- _Provided entries_
PR #6632, opened 2026-04-01
[incubator-kie-issues#2174] Unit test cases for Dialect Handler classes

### LINKED ISSUE #2174: Unit testing for DialectHandlers
Create unit test cases for all the dialect handlers.

ChinchuAjith:
Fixes https://github.com/apache/incubator-kie-issues/issues/2174 

This PR is for adding unit test cases for below dialect handler classes

FEELDialectHandler
BFEELDialectHandler
DefaultDialectHandler
DialectHandlerFactory

### DIFF
--- a/kie-dmn/kie-dmn-feel/src/test/java/org/kie/dmn/feel/lang/ast/dialectHandlers/BFEELDialectHandlerTest.java
+++ b/kie-dmn/kie-dmn-feel/src/test/java/org/kie/dmn/feel/lang/ast/dialectHandlers/BFEELDialectHandlerTest.java
@@ -1,0 +1,151 @@
+/*
+ * Licensed to the Apache Software Foundation (ASF) under one
+ * or more contributor license agreements.  See the NOTICE file
+ * distributed with this work for additional information
+ * regarding copyright ownership.  The ASF licenses this file
+ * to you under the Apache License, Version 2.0 (the
+ * "License"); you may not use this file except in compliance
+ * with the License.  You may obtain a copy of the License at
+ *
+ *   http://www.apache.org/licenses/LICENSE-2.0
+ *
+ * Unless required by applicable law or agreed to in writing,
+ * software distributed under the License is distributed on an
+ * "AS IS" BASIS, WITHOUT WARRANTIES OR CONDITIONS OF ANY
+ * KIND, either express or implied.  See the License for the
+ * specific language governing permissions and limitations
+ * under the License.
+ */
+package org.kie.dmn.feel.lang.ast.dialectHandlers;
+
+import java.math.BigDecimal;
+import java.time.Duration;
+import java.time.LocalDate;
+import java.time.Period;
+
+import org.junit.jupiter.api.BeforeEach;
+import org.junit.jupiter.api.Test;
+import org.kie.dmn.feel.lang.EvaluationContext;
+import org.kie.dmn.feel.lang.types.impl.ComparablePeriod;
+import org.kie.dmn.feel.util.EvaluationContextTestUtil;
+
+import static org.assertj.core.api.Assertions.assertThat;
+
+/**
+ * Unit tests for BFEELDialectHandler - BFEEL uses type coercion and returns default values
+ */
+class BFEELDialectHandlerTest {
+
+    private BFEELDialectHandler handler;
+    private EvaluationContext ctx;
+
+    @BeforeEach
+    void setUp() {
+        handler = new BFEELDialectHandler();
+        ctx = EvaluationContextTestUtil.newEmptyEvaluationContext();
+    }
+
+    @Test
+    void testAddOperations() {
+        // String concatenation with type coercion
+        assertThat(handler.executeAdd("Hello", "World", ctx)).isEqualTo("HelloWorld");
+        assertThat(handler.executeAdd("Hello", 123, ctx)).isEqualTo("Hello123");
+        assertThat(handler.executeAdd("Hello", null, ctx)).isEqualTo("Hello");
+        
+        // Numbers
+        assertThat(handler.executeAdd(10, 20, ctx)).isEqualTo(new BigDecimal("30"));
+        assertThat(handler.executeAdd(10, null, ctx)).isEqualTo(10);
+        
+        // Date operations - returns number instead of null
+        assertThat(handler.executeAdd(LocalDate.of(2024, 1, 1), 5, ctx)).isEqualTo(5);
+        assertThat(handler.executeAdd(LocalDate.of(2024, 1, 1), Duration.ofDays(5), ctx))
+                .isEqualTo(LocalDate.of(2024, 1, 6));
+    }
+
+    @Test
+    void testLogicalOperations() {
+        // AND with boolean coercion
+        assertThat(handler.executeAnd(Boolean.TRUE, Boolean.TRUE, ctx)).isEqualTo(Boolean.TRUE);
+        assertThat(handler.executeAnd(Boolean.TRUE, Boolean.FALSE, ctx)).isEqualTo(Boolean.FALSE);
+        assertThat(handler.executeAnd("test", Boolean.TRUE, ctx)).isEqualTo(Boolean.FALSE); // Non-boolean coerced to false
+        
+        // OR operations
+        assertThat(handler.executeOr(Boolean.TRUE, Boolean.FALSE, ctx)).isEqualTo(Boolean.TRUE);
+        assertThat(handler.executeOr(Boolean.FALSE, Boolean.FALSE, ctx)).isEqualTo(Boolean.FALSE);
+    }
+
+    @Test
+    void testEqualityOperations() {
+        // Equal - returns false for different types (not null)
+        assertThat(handler.executeEqual(null, null, ctx)).isEqualTo(Boolean.TRUE);
+        assertThat(handler.executeEqual(10, 10, ctx)).isEqualTo(Boolean.TRUE);
+        assertThat(handler.executeEqual(10, 20, ctx)).isEqualTo(Boolean.FALSE);
+        assertThat(handler.executeEqual("10", 10, ctx)).isEqualTo(Boolean.FALSE); // Different types
+        assertThat(handler.executeEqual(null, 10, ctx)).isEqualTo(Boolean.FALSE);
+        
+        // Not Equal
+        assertThat(handler.executeNotEqual(null, null, ctx)).isEqualTo(Boolean.FALSE);
+        assertThat(handler.executeNotEqual(10, 20, ctx)).isEqualTo(Boolean.TRUE);
+    }
+
+    @Test
+    void testComparisonOperations() {
+        // BFEEL returns false for invalid comparisons (not null)
+        assertThat(handler.executeGte(Boolean.FALSE, Boolean.FALSE, ctx)).isEqualTo(Boolean.FALSE);
+        assertThat(handler.executeGte("test", Boolean.TRUE, ctx)).isEqualTo(Boolean.TRUE);
+        assertThat(handler.executeGte(20, 10, ctx)).isEqualTo(Boolean.FALSE);
+        assertThat(handler.executeGte("test", 10, ctx)).isEqualTo(Boolean.FALSE); // Incomparable
+        
+        assertThat(handler.executeGt(20, 10, ctx)).isEqualTo(Boolean.FALSE);
+        assertThat(handler.executeLte(5, 10, ctx)).isEqualTo(Boolean.FALSE);
+        assertThat(handler.executeLt(5, 10, ctx)).isEqualTo(Boolean.FALSE);
+    }
+
+    @Test
+    void testArithmeticOperations() {
+        // Power - returns false for invalid
+        assertThat(handler.executePow("2", 3, ctx)).isEqualTo(Boolean.FALSE);
+        assertThat(handler.executePow(2, 3, ctx)).isEqualTo(new BigDecimal("8"));
+        
+        // Subtraction - returns empty string for invalid
+        assertThat(handler.executeSub("10", 5, ctx)).isEqualTo("");
+        assertThat(handler.executeSub(20, 10, ctx)).isEqualTo(new BigDecimal("10"));
+        assertThat(handler.executeSub(LocalDate.of(2024, 1, 10), Duration.ofDays(5), ctx))
+                .isEqualTo(LocalDate.of(2024, 1, 5));
+        
+        // Multiplication - returns zero for invalid
+        assertThat(handler.executeMult("test", 5, ctx)).isEqualTo(BigDecimal.ZERO);
+        assertThat(handler.executeMult(5, 10, ctx)).isEqualTo(new BigDecimal("50"));
+        assertThat(handler.executeMult(Duration.ofDays(5), null, ctx)).isEqualTo(Duration.ZERO);
+        assertThat(handler.executeMult(Period.ofMonths(3), null, ctx)).isEqualTo(ComparablePeriod.ofMonths(0));
+        assertThat(handler.executeMult(Duration.ofDays(5), Duration.ofDays(3), ctx)).isNull();
+        
+        // Division - returns zero for invalid, null for division by zero
+        assertThat(handler.executeDivision("test", 5, ctx)).isEqualTo(BigDecimal.ZERO);
+        assertThat(handler.executeDivision(20, 4, ctx)).isEqualTo(new BigDecimal("5"));
+        assertThat(handler.executeDivision(10, Duration.ofDays(5), ctx)).isNull();
+        assertThat(handler.executeDivision(Duration.ofDays(5), null, ctx)).isEqualTo(Duration.ZERO);
+        assertThat(handler.executeDivision(Period.ofMonths(3), null, ctx)).isEqualTo(ComparablePeriod.ofMonths(0));
+        assertThat(handler.executeDivision(null, 5, ctx)).isEqualTo(BigDecimal.ZERO);
+        assertThat(handler.executeDivision(10, 0, ctx)).isNull(); // Division by zero
+    }
+
+    @Test
+    void testCompareMethod() {
+        // Returns false for null or incomparable types
+        assertThat(handler.compare(null, null, (l, r) -> l.compareTo(r) > 0)).isEqualTo(Boolean.FALSE);
+        assertThat(handler.compare(20, 10, (l, r) -> l.compareTo(r) > 0)).isTrue();
+        assertThat(handler.compare("test", "test", (l, r) -> l.compareTo(r) == 0)).isTrue();
+        assertThat(handler.compare("test", 10, (l, r) -> l.compareTo(r) > 0)).isEqualTo(Boolean.FALSE);
+    }
+
+    @Test
+    void testBFEELSpecificBehavior() {
+        // Type coercion in logical operations
+        assertThat(handler.executeAnd("notBoolean", "alsoNotBoolean", ctx)).isEqualTo(Boolean.FALSE);
+        
+        // Comparison with non-comparable types
+        assertThat(handler.executeGt(new Object(), new Object(), ctx)).isEqualTo(Boolean.FALSE);
+    }
+}
+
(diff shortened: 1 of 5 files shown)


kie-dmn/kie-dmn-feel/src/test/java/org/kie/dmn/feel/lang/ast/dialectHandlers/BFEELDialectHandlerTest.java
```diff
@@ -0,0 +1,151 @@
...
+        assertThat(handler.executeMult("test", 5, ctx)).isEqualTo(BigDecimal.ZERO);
+        assertThat(handler.executeMult(5, 10, ctx)).isEqualTo(new BigDecimal("50"));
+        assertThat(handler.executeMult(Duration.ofDays(5), null, ctx)).isEqualTo(Duration.ZERO);
+        assertThat(handler.executeMult(Period.ofMonths(3), null, ctx)).isEqualTo(ComparablePeriod.ofMonths(0));
+        assertThat(handler.executeMult(Duration.ofDays(5), Duration.ofDays(3), ctx)).isNull();
+        
+        // Division - returns zero for invalid, null for division by zero
+        assertThat(handler.executeDivision("test", 5, ctx)).isEqualTo(BigDecimal.ZERO);
+        assertThat(handler.executeDivision(20, 4, ctx)).isEqualTo(new BigDecimal("5"));
+        assertThat(handler.executeDivision(10, Duration.ofDays(5), ctx)).isNull();
```
gitgabrio: HI @ChinchuAjith : are you sure of the returned `null`? IIRC, BFeel should always return a default value - I may be wrong in those cases, of course

ChinchuAjith: The operations number ÷ duration and number ÷ period are not defined because they have no semantic meaning and are mathematically undefined. BFEEL returns default values for type coercion failures, but returns null for mathematically/semantically undefined operations.That’s why we explicitly map these cases to null in the implementation. Does this make sense?

gitgabrio: @ChinchuAjith 
I see this in specs:


>  In B-FEEL, null is used only to
represent missing data. All operations and built-in functions that returns null in FEEL when an error occurs have their
semantics modified in B-FEEL to return a non-null value. A warning message should still be produced when an error
occurs.

And also:

image


in which operations with invalid parameters returns anyway a number...

ChinchuAjith: Got it @gitgabrio So based on further analysis, arrived at the following steps
**Step 1: Identify Incompatible Types**
	The engine identifies that the operands for the division operation are a Number and a Duration (either years and months or days and time)
**Step 2: Apply B-FEEL Implicit Coercion**
	In B-FEEL, when performing division and one operand is a number while the other is not, the non-number type is implicitly converted to a number using the B-FEEL number() function logic before the operation proceeds
**Step 3: Translate Duration to Numeric Value**
	The duration is translated into its numeric semantic value as defined in the semantic domain: (The spec defines ( Section: 10.3.2 Semantics defines : 10.3.2.3.8 years and months duration))

Years and Months Duration: The value is expressed as the total number of months it contains (Years×12+Months). (Implemented already in drools -ComparablePeriod.java )
Days and Time Duration: The value is expressed as the total number of seconds it contain (duration.getSeconds())
**Step 4: Execute Number ÷ Number Calculation**
	The operation is then performed as a standard numeric division using the value derived in Step 3.
		Example: If you divide 26 by duration("P2Y"), the duration becomes 24 (months). The calculation is 26 / 24, resulting in approximately 1.0833.
Step 5: Return Default Value for Errors
	If the operation encounters a semantic error—such as division by zero (e.g., dividing by duration("P0M"))—B-FEEL semantics are modified to return 0 everywhere standard FEEL would return null. (Spec reference 11.3 )

kie-dmn/kie-dmn-feel/src/test/java/org/kie/dmn/feel/lang/ast/dialectHandlers/BFEELDialectHandlerTest.java
```diff
@@ -0,0 +1,235 @@
...
+        assertThat(handler.executeAdd("Hello", "World", ctx)).isEqualTo("HelloWorld");
+        assertThat(handler.executeAdd("Hello", 123, ctx)).isEqualTo("Hello123");
+        assertThat(handler.executeAdd("Hello", null, ctx)).isEqualTo("Hello");
+        
+        // Numbers
+        assertThat(handler.executeAdd(10, 20, ctx)).isEqualTo(new BigDecimal("30"));
+        assertThat(handler.executeAdd(10, null, ctx)).isEqualTo(10);
+        
+        // Date operations - returns number instead of null
+        assertThat(handler.executeAdd(LocalDate.of(2024, 1, 1), 5, ctx)).isEqualTo(5);
```
gitgabrio, line 70: @yesamer @ChinchuAjith 

This is very tricky. I think you are right with that, but we need to double check everyone.
My interpretation is:
1. normal FEEL defines valid addiction/subtraction with Table 58
2. for BFEEL, we have to "extend" this table for invalid cases, with the Table at 11.9
3. the order of the rows in that latter take precedence, so if there is a number, everything has to be considered a number.

But, please, double check yourself.

@ChinchuAjith would it be possible to create a test for each row in that latter table , with parameters at both left and right side ?

kie-dmn/kie-dmn-feel/src/test/java/org/kie/dmn/feel/lang/ast/dialectHandlers/BFEELDialectHandlerTest.java
```diff
@@ -0,0 +1,235 @@
...
+        assertThat(handler.executePow(2, 3, ctx)).isEqualTo(new BigDecimal("8"));
+        assertThat(handler.executePow(2, "3", ctx)).isEqualTo(new BigDecimal("8")); // "3" coerced to 3
+        assertThat(handler.executePow(2, "invalid", ctx)).isEqualTo(BigDecimal.ZERO); // Invalid string returns 0
+        assertThat(handler.executePow(null, 3, ctx)).isEqualTo(BigDecimal.ZERO); // Null returns 0
+        assertThat(handler.executePow(2, null, ctx)).isEqualTo(BigDecimal.ZERO); // Null returns 0
+        
+        // Subtraction - returns empty string for invalid
+        assertThat(handler.executeSub("10", 5, ctx)).isEqualTo("");
+        assertThat(handler.executeSub(20, 10, ctx)).isEqualTo(new BigDecimal("10"));
+        assertThat(handler.executeSub(LocalDate.of(2024, 1, 10), Duration.ofDays(5), ctx))
```
gitgabrio, line 120: @ChinchuAjith would it be possible to create a test for each row in the BFEEL table , with parameters at both left and right side ?

kie-dmn/kie-dmn-feel/src/test/java/org/kie/dmn/feel/lang/ast/dialectHandlers/BFEELDialectHandlerTest.java
```diff
@@ -0,0 +1,235 @@
...
+        assertThat(handler.executeGte(20, 10, ctx)).isEqualTo(Boolean.FALSE);
+        assertThat(handler.executeGte("test", 10, ctx)).isEqualTo(Boolean.FALSE); // Incomparable
+        
+        assertThat(handler.executeGt(20, 10, ctx)).isEqualTo(Boolean.FALSE);
+        assertThat(handler.executeLte(5, 10, ctx)).isEqualTo(Boolean.FALSE);
+        assertThat(handler.executeLt(5, 10, ctx)).isEqualTo(Boolean.FALSE);
+    }
+
+    @Test
+    void testArithmeticOperations() {
```
gitgabrio: @ChinchuAjith 
Could you split those methods by actual operation executed, i.e. one for "Pow", one for "Sub", etc ?
It would simplify reading and check about the different cases... Thanks 🙏

kie-dmn/kie-dmn-feel/src/test/java/org/kie/dmn/feel/lang/ast/dialectHandlers/BFEELDialectHandlerTest.java
ChinchuAjith: I understand the concern @gitgabrio Based on the further analysis, this is the implementation we are doing currently

Reordered and corrected the addition operations in getAddOperations() method to comply with BFEEL Section 11.9 specification:
**Key Fix: Number operations now take precedence over string concatenation, following the BFEEL Table 11.9 precedence rules.**
**Precedence:**
1. Date + Number operations → Returns the number
    * BFEEL Section 11.9, when one operand is a number, the non-number value (date) is converted to a number using the number() function
    * In BFEEL, number(date) returns 0 (per Section 11.3)
    * Therefore: 0 + 5 = 5, so we return the number operand
2. Number + Date operations → Returns the number
    * Same logic: 5 + 0 = 5, so we return the number operand
3. Number + null operations → Returns the number
4. null + Number operations → Returns the number
5. String concatenation → Only applies when no number operands are present

kie-dmn/kie-dmn-feel/src/test/java/org/kie/dmn/feel/lang/ast/dialectHandlers/BFEELDialectHandlerTest.java
ChinchuAjith: Done. please check

kie-dmn/kie-dmn-feel/src/test/java/org/kie/dmn/feel/lang/ast/dialectHandlers/BFEELDialectHandlerTest.java
ChinchuAjith: Done . Please review

kie-dmn/kie-dmn-feel/src/test/java/org/kie/dmn/feel/lang/ast/dialectHandlers/BFEELDialectHandlerTest.java
ChinchuAjith: i have arranged the tests in the order of the rows specified in the table. Please check

kie-dmn/kie-dmn-feel/src/test/java/org/kie/dmn/feel/lang/ast/dialectHandlers/BFEELDialectHandlerTest.java
```diff
@@ -44,192 +44,240 @@ void setUp() {
...
+
+        // multiplication - invalid types
+        assertThat(handler.executeMult("test", 5, ctx)).isEqualTo(BigDecimal.ZERO);
         assertThat(handler.executeMult(Duration.ofDays(5), null, ctx)).isEqualTo(Duration.ZERO);
         assertThat(handler.executeMult(Period.ofMonths(3), null, ctx)).isEqualTo(ComparablePeriod.ofMonths(0));
-        
-        // Case A: Same Duration Types - Duration × Duration (same type) → zero duration (B-FEEL default)
+
+        // Duration × Duration (same type) → zero duration (B-FEEL default)
         assertThat(handler.executeMult(Duration.ofDays(5), Duration.ofDays(3), ctx)).isEqualTo(Duration.ZERO);
```
gitgabrio, line 141: Hi @ChinchuAjith 
How do you get to this, please ? Mind you, I'm not saying it is wrong, but I would like to understand where that approach is rooted in specs.

kie-dmn/kie-dmn-feel/src/test/java/org/kie/dmn/feel/lang/ast/dialectHandlers/BFEELDialectHandlerTest.java
```diff
@@ -44,192 +44,240 @@ void setUp() {
...
+                .isEqualTo(ComparablePeriod.ofMonths(12));
         
-        // Duration × Period: Period converted to months (P1Y = 12 months), result is Duration
+        // Duration × Period: Period converted to months, result is Duration
         // PT1S (1 second) × P1Y (12 months) = PT12S
-        assertThat(handler.executeMult(Duration.ofSeconds(1), Period.ofYears(1), ctx)).isEqualTo(Duration.ofSeconds(12));
-        
-        // Division - B-FEEL implicit coercion: converts duration to numeric value before division
-        assertThat(handler.executeDivision("test", 5, ctx)).isEqualTo(BigDecimal.ZERO);
+        assertThat(handler.executeMult(Duration.ofSeconds(1), Period.ofYears(1), ctx))
```
gitgabrio, line 169: @ChinchuAjith 
That seems strange, but specs are not very friendly.
@yesamer

gitgabrio (commented):
Thanks @ChinchuAjith , great stuff.
I still have some doubts, but mostly because of the unfriendliness of specs themselves.

kie-dmn/kie-dmn-feel/src/test/java/org/kie/dmn/feel/lang/ast/dialectHandlers/BFEELDialectHandlerTest.java
ChinchuAjith: Hi @gitgabrio Reached in that assumption based on a chain of semantic rules defined across different sections of the DMN 1.6 specification.
1. FEEL Table 60: Duration * Duration is "Not Allowed".
2. FEEL Section 7.3.8: "Not Allowed" operations return null.
3. B-FEEL Section 11.1: Any operation returning null in FEEL due to error must return a non-null default.
4. B-FEEL Section 11.6: The default for durations is 0 months or 0 seconds ( duration(“P0M”) )
Thus, in B-FEEL, multiplying Duration.ofDays(5) by Duration.ofDays(3) results in a duration of 0 seconds (represented in Java as Duration.ZERO), because this operation is "Not allowed" in standard FEEL and is modified in the business dialect to return a non-null default value. WDYT?

kie-dmn/kie-dmn-feel/src/test/java/org/kie/dmn/feel/lang/ast/dialectHandlers/BFEELDialectHandlerTest.java
ChinchuAjith: This was wrong. actually i was reversing the precedence. It is treating the Duration (DTD) as the anchor and coercing the Period (YMD) into a number.  But Section 11.10 explicitly places YMD in Row 2 and DTD in Row 3.
So correct Result according to Spec: Duration.ofSeconds(1) * Period.ofYears(1) = Period.ofMonths(12) (or Period.ofYears(1)). Corrected this and committed

kie-dmn/kie-dmn-feel/src/test/java/org/kie/dmn/feel/lang/ast/dialectHandlers/BFEELDialectHandlerTest.java
```diff
@@ -0,0 +1,285 @@
...
+        assertThat(handler.executeAdd("Period:", Period.ofMonths(3), ctx)).isEqualTo("Period:P3M");
+        
+        // Right: other + string
+        assertThat(handler.executeAdd(123, "World", ctx)).isEqualTo("123World");
+        assertThat(handler.executeAdd(LocalDate.of(2024, 1, 1), " is the date", ctx)).isEqualTo("2024-01-01 is the date");
+        assertThat(handler.executeAdd(Duration.ofDays(5), " duration", ctx)).isEqualTo("PT120H duration");
+        assertThat(handler.executeAdd(Period.ofMonths(3), " period", ctx)).isEqualTo("P3M period");
+        
+        // Case 2 : NUMBER - If either operand is a number (and neither is string), convert non-number to number
+        // Per BFEEL Section 11.3: number(date) = 0, number(duration) = seconds, number(period) = months
```
gitgabrio, line 67: @ChinchuAjith 
Are you sure this comes from section 11.3 ?

kie-dmn/kie-dmn-feel/src/test/java/org/kie/dmn/feel/lang/ast/dialectHandlers/BFEELDialectHandlerTest.java
```diff
@@ -0,0 +1,285 @@
...
+        
+        // Left: date + number → 0 + number = number
+        assertThat(handler.executeAdd(LocalDate.of(2024, 1, 1), 5, ctx)).isEqualTo(5);
+        assertThat(handler.executeAdd(LocalDate.of(2024, 1, 1), new BigDecimal("10.5"), ctx))
+                .isEqualTo(new BigDecimal("10.5"));
+        
+        // Right: number + date → number + 0 = number
+        assertThat(handler.executeAdd(5, LocalDate.of(2024, 1, 1), ctx)).isEqualTo(5);
+        assertThat(handler.executeAdd(new BigDecimal("10.5"), LocalDate.of(2024, 1, 1), ctx))
+                .isEqualTo(new BigDecimal("10.5"));
```
gitgabrio, line 77: IINW there is a missing case of Number + Duration (Maybe I do not see it 😊  )

kie-dmn/kie-dmn-feel/src/test/java/org/kie/dmn/feel/lang/ast/dialectHandlers/BFEELDialectHandlerTest.java
gitgabrio: I see your point, @ChinchuAjith . 
On the other side, IINW, there is a default Duration -> Number conversion

>  // Per BFEEL Section 11.3: number(date) = 0, number(duration) = seconds, number(period) = months

so, I'm still a bit confused, TBH.

kie-dmn/kie-dmn-feel/src/test/java/org/kie/dmn/feel/lang/ast/dialectHandlers/BFEELDialectHandlerTest.java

- _Your instructions_
Would you filter the records and copy out each line containing "rows"?

- _Answer for the task_
3. the order of the rows in that latter take precedence, so if there is a number, everything has to be considered a number.
ChinchuAjith: i have arranged the tests in the order of the rows specified in the table. Please check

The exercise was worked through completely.